----- Given data -----
PR #207, opened 2026-02-04
Improve hue handling in `white_components` test

tomcur:
Hue is "powerless" when the color is gray, and depending on the exact math can jitter quite a bit. In this test the color is white by definition. By zeroing hue out and making the epsilon dependent on the other components' magnitudes, we can have a tight relative bound for this test.

The main motivator of this is to attempt re-enabling Miri's float randomization (it passes locally with this change). See https://github.com/linebender/color/pull/196.

### DIFF
--- a/color/src/colorspace.rs
+++ b/color/src/colorspace.rs
@@ -1791,16 +1791,29 @@ mod tests {
     #[test]
     fn white_components() {
         fn check_white<CS: ColorSpace>() {
-            assert!(almost_equal::<Srgb>(
-                Srgb::WHITE_COMPONENTS,
-                CS::convert::<Srgb>(CS::WHITE_COMPONENTS),
-                1e-4,
-            ));
-            assert!(almost_equal::<CS>(
-                CS::WHITE_COMPONENTS,
-                Srgb::convert::<CS>(Srgb::WHITE_COMPONENTS),
-                1e-4,
-            ));
+            assert!(
+                almost_equal::<Srgb>(
+                    Srgb::WHITE_COMPONENTS,
+                    CS::convert::<Srgb>(CS::WHITE_COMPONENTS),
+                    1e-5 * magnitude(Srgb::WHITE_COMPONENTS),
+                ),
+                "Failed for {:?}",
+                CS::TAG
+            );
+            // For cylindrical color spaces, hue is usually unstable when the color is gray in
+            // general, or white specifically as here, so zero out hue for the purposes of this
+            // test. Also see `DynamicColor::powerless_to_missing`.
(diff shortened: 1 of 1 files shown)


color/src/colorspace.rs
```diff
@@ -1791,16 +1791,29 @@ mod tests {
...
+                "Failed for {:?}",
+                CS::TAG
+            );
+            // For cylindrical color spaces, hue is usually unstable when the color is gray in
+            // general, or white specifically as here, so zero out hue for the purposes of this
+            // test. Also see `DynamicColor::powerless_to_missing`.
+            let mut expected = CS::WHITE_COMPONENTS;
+            let mut actual = Srgb::convert::<CS>(Srgb::WHITE_COMPONENTS);
+            if let Some(hue) = CS::LAYOUT.hue_channel() {
+                expected[hue] = 0.0;
```
DJMcNab, line 1809: Is this line actually needed? Should the CS::WHITE_COMPONENTS have a zero hue anyway?

color/src/colorspace.rs
```diff
@@ -1791,16 +1791,29 @@ mod tests {
...
-            assert!(almost_equal::<CS>(
-                CS::WHITE_COMPONENTS,
-                Srgb::convert::<CS>(Srgb::WHITE_COMPONENTS),
-                1e-4,
-            ));
+            assert!(
+                almost_equal::<Srgb>(
+                    Srgb::WHITE_COMPONENTS,
+                    CS::convert::<Srgb>(CS::WHITE_COMPONENTS),
+                    1e-5 * magnitude(Srgb::WHITE_COMPONENTS),
```
DJMcNab, line 1798: Just to clarify for myself, is this a tighter or looser bound?

DJMcNab (approved):
This seems fairly reasonable. It could be worth explaining the fact that we do this because of float randomisation in a comment, but that isn't blocking.

color/src/colorspace.rs
tomcur: Currently `Oklch` has a hue of 90° for white... but maybe that should be 0°. That's for a separate PR.

https://github.com/linebender/color/blob/32313f4881735407936cb05b0ab6e8865f1f3819/color/src/colorspace.rs#L1290-L1295

color/src/colorspace.rs
tomcur: This is tighter than the `1e-4` epsilon in `Srgb`-space before (`magnitude` is just `1` here), but the check we dropped in the generic `CS`-space was sometimes quite a bit looser *or* tighter than this (though it was flaky as the bound there was not well-defined).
-----
◆ **Work to be completed**:
Write out every entry word for word.

◆ **Task response**:
PR #207, opened 2026-02-04
Improve hue handling in `white_components` test

tomcur:
Hue is "powerless" when the color is gray, and depending on the exact math can jitter quite a bit. In this test the color is white by definition. By zeroing hue out and making the epsilon dependent on the other components' magnitudes, we can have a tight relative bound for this test.

The main motivator of this is to attempt re-enabling Miri's float randomization (it passes locally with this change). See https://github.com/linebender/color/pull/196.

### DIFF
--- a/color/src/colorspace.rs
+++ b/color/src/colorspace.rs
@@ -1791,16 +1791,29 @@ mod tests {
     #[test]
     fn white_components() {
         fn check_white<CS: ColorSpace>() {
-            assert!(almost_equal::<Srgb>(
-                Srgb::WHITE_COMPONENTS,
-                CS::convert::<Srgb>(CS::WHITE_COMPONENTS),
-                1e-4,
-            ));
-            assert!(almost_equal::<CS>(
-                CS::WHITE_COMPONENTS,
-                Srgb::convert::<CS>(Srgb::WHITE_COMPONENTS),
-                1e-4,
-            ));
+            assert!(
+                almost_equal::<Srgb>(
+                    Srgb::WHITE_COMPONENTS,
+                    CS::convert::<Srgb>(CS::WHITE_COMPONENTS),
+                    1e-5 * magnitude(Srgb::WHITE_COMPONENTS),
+                ),
+                "Failed for {:?}",
+                CS::TAG
+            );
+            // For cylindrical color spaces, hue is usually unstable when the color is gray in
+            // general, or white specifically as here, so zero out hue for the purposes of this
+            // test. Also see `DynamicColor::powerless_to_missing`.
(diff shortened: 1 of 1 files shown)


color/src/colorspace.rs
```diff
@@ -1791,16 +1791,29 @@ mod tests {
...
+                "Failed for {:?}",
+                CS::TAG
+            );
+            // For cylindrical color spaces, hue is usually unstable when the color is gray in
+            // general, or white specifically as here, so zero out hue for the purposes of this
+            // test. Also see `DynamicColor::powerless_to_missing`.
+            let mut expected = CS::WHITE_COMPONENTS;
+            let mut actual = Srgb::convert::<CS>(Srgb::WHITE_COMPONENTS);
+            if let Some(hue) = CS::LAYOUT.hue_channel() {
+                expected[hue] = 0.0;
```
DJMcNab, line 1809: Is this line actually needed? Should the CS::WHITE_COMPONENTS have a zero hue anyway?

color/src/colorspace.rs
```diff
@@ -1791,16 +1791,29 @@ mod tests {
...
-            assert!(almost_equal::<CS>(
-                CS::WHITE_COMPONENTS,
-                Srgb::convert::<CS>(Srgb::WHITE_COMPONENTS),
-                1e-4,
-            ));
+            assert!(
+                almost_equal::<Srgb>(
+                    Srgb::WHITE_COMPONENTS,
+                    CS::convert::<Srgb>(CS::WHITE_COMPONENTS),
+                    1e-5 * magnitude(Srgb::WHITE_COMPONENTS),
```
DJMcNab, line 1798: Just to clarify for myself, is this a tighter or looser bound?

DJMcNab (approved):
This seems fairly reasonable. It could be worth explaining the fact that we do this because of float randomisation in a comment, but that isn't blocking.

color/src/colorspace.rs
tomcur: Currently `Oklch` has a hue of 90° for white... but maybe that should be 0°. That's for a separate PR.

https://github.com/linebender/color/blob/32313f4881735407936cb05b0ab6e8865f1f3819/color/src/colorspace.rs#L1290-L1295

color/src/colorspace.rs
tomcur: This is tighter than the `1e-4` epsilon in `Srgb`-space before (`magnitude` is just `1` here), but the check we dropped in the generic `CS`-space was sometimes quite a bit looser *or* tighter than this (though it was flaky as the bound there was not well-defined).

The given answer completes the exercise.